The two through lines for Caston are ones of regret. First and foremost is his guilt over his inability to bring Marzin to justice and his belief that he was in some way responsible for the murder of Jessica's daughter, due to plans with her that he cancelled at the last minute. Second is his unrequited love for Claire, who was engaged to be married then and is married now. Those familiar with Campanella's film will recall that the second was of primary concern to that story. Here, it's set aside, with hasty and unconvincing moments of Caston and Claire flirting like teenagers or holding hands like schoolchildren at times when such behavior seems awkward, given the intensely personal nature of Caston's obsession.

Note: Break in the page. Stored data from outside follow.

PR #296, opened 2020-10-09
Annotated Resources Integration Test

### LINKED ISSUE #130: Test to validate skupper reaction to annotated resources

fgiorgetti:
* TestAnnodatedResources new integration test added
* Curl wrapper (to run curl on existing pods and avoid extra deployments)
* Refactored to use new ClusterTestRunner
* Adjusted parsing of DATA endpoint to retry when receiving 500 internal error
* Updated circleci timeout when running integration tests
* Resolves #130

### DIFF
--- a/test/integration/annotation/annotated_resource.go
+++ b/test/integration/annotation/annotated_resource.go
@@ -1,0 +1,288 @@
+package annotation
+
+import (
+	"context"
+	"fmt"
+	"os"
+	"testing"
+	"time"
+
+	"github.com/skupperproject/skupper/api/types"
+	"github.com/skupperproject/skupper/client"
+	"github.com/skupperproject/skupper/pkg/kube"
+	"github.com/skupperproject/skupper/test/utils/base"
+	"github.com/skupperproject/skupper/test/utils/constants"
+	"gotest.tools/assert"
+	v1 "k8s.io/api/apps/v1"
+	corev1 "k8s.io/api/core/v1"
+	metav1 "k8s.io/apimachinery/pkg/apis/meta/v1"
+)
+
+const (
+	timeout  = 120 * time.Second
+	interval = 20 * time.Second
+)
+
+var (
+	ctx, cancelFn = context.WithTimeout(context.Background(), constants.ImagePullingAndResourceCreationTimeout)
+)
+
+// test allows defining the matrix to run the test table
+type test struct {
+	name                  string
+	doc                   string
+	modification          func(*testing.T, base.ClusterTestRunner)
+	expectedSites         int
+	expectedServicesProto map[string]string
+}
+
+// Setup simply creates the namespaces using a single
+// cluster by default, or using two clusters if at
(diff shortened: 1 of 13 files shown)


grs (approved):
:shipit: Looks good!

test/integration/annotation/annotated_resource.go
```diff
@@ -0,0 +1,285 @@
...
+
+	// Set annotations to the service with target address
+	svcTargetAnnotations[types.ProxyQualifier] = "http"
+	svcTargetAnnotations[types.AddressQualifier] = fmt.Sprintf("nginx-%d-svc-exp-target", clusterIdx)
+}
+
+// CreateVan deploys Skupper to both clusters then generates a
+// connection token on cluster1 and connects cluster2 to cluster1
+// waiting for the network to be formed (or failing otherwise)
+func CreateVan(t *testing.T, testRunner base.ClusterTestRunner) {
```
nicob87, line 153: Just a comment:
This seems to be a duplication of:
```
func SetupSimplePublicPrivateAndConnect(ctx context.Context, r *ClusterTestRunnerBase, prefix string) error {
```

maybe you can unify them! in favor of any, the new one or the old one... I see in this implementation you are waiting for the connection to be stablished which is better IMO....

The only difference is that the other function also creates the namespaces so ... you will have to change the order to make it work (first setup skupper and then deploy the test deployments...) not sure if that causes any issue...

nicob87 (approved):
Nice!

test/integration/annotation/annotated_resource.go
```diff
@@ -0,0 +1,285 @@
...
+	assert.Assert(t, err)
+
+	// creating namespaces
+	assert.Assert(t, pub.CreateNamespace())
+	assert.Assert(t, prv.CreateNamespace())
+}
+
+// Teardown ensures all resources are removed
+// when test completes or is interrupted
+func TearDown(t *testing.T, testRunner base.ClusterTestRunner) {
```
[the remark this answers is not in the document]
fgiorgetti: Ok, I will try it.

test/integration/annotation/annotated_resource.go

This version is far more interested in the procedural elements of the story, and they're equally unpersuasive. Jessica's role as a member of law enforcement is an obstacle to the investigation. Caston and the team try to keep her away from Marzin and any evidence they may have on him, lest that evidence become inadmissible in court (That concern, though, doesn't stop Caston from letting Jessica contaminate the actual crime scene upon discovering the body, in a scene that seems to exist solely for a big Acting showcase for Roberts).

That notion becomes almost laughable when we see Caston and Bumpy engage in unlawful ways to obtain evidence and Caston viciously beat Marzin after he insults Claire during an interrogation. Instead of the simple and obvious reasons that this case would fall apart, Ray offers a conspiracy that only serves to diminish our view of the characters' responsibility for what went wrong.

The movie perhaps best serves as a primer for those unfamiliar with the original film, which is a richer, far more complex work (The ending, in particular, not only contradicts a character's firm stance on justice but also resolves things in the simplest of ways). As a standalone movie, Secret in Their Eyes takes a promising story about long-seated remorse and turns it into a routine one that is more concerned with its plot than with its characters.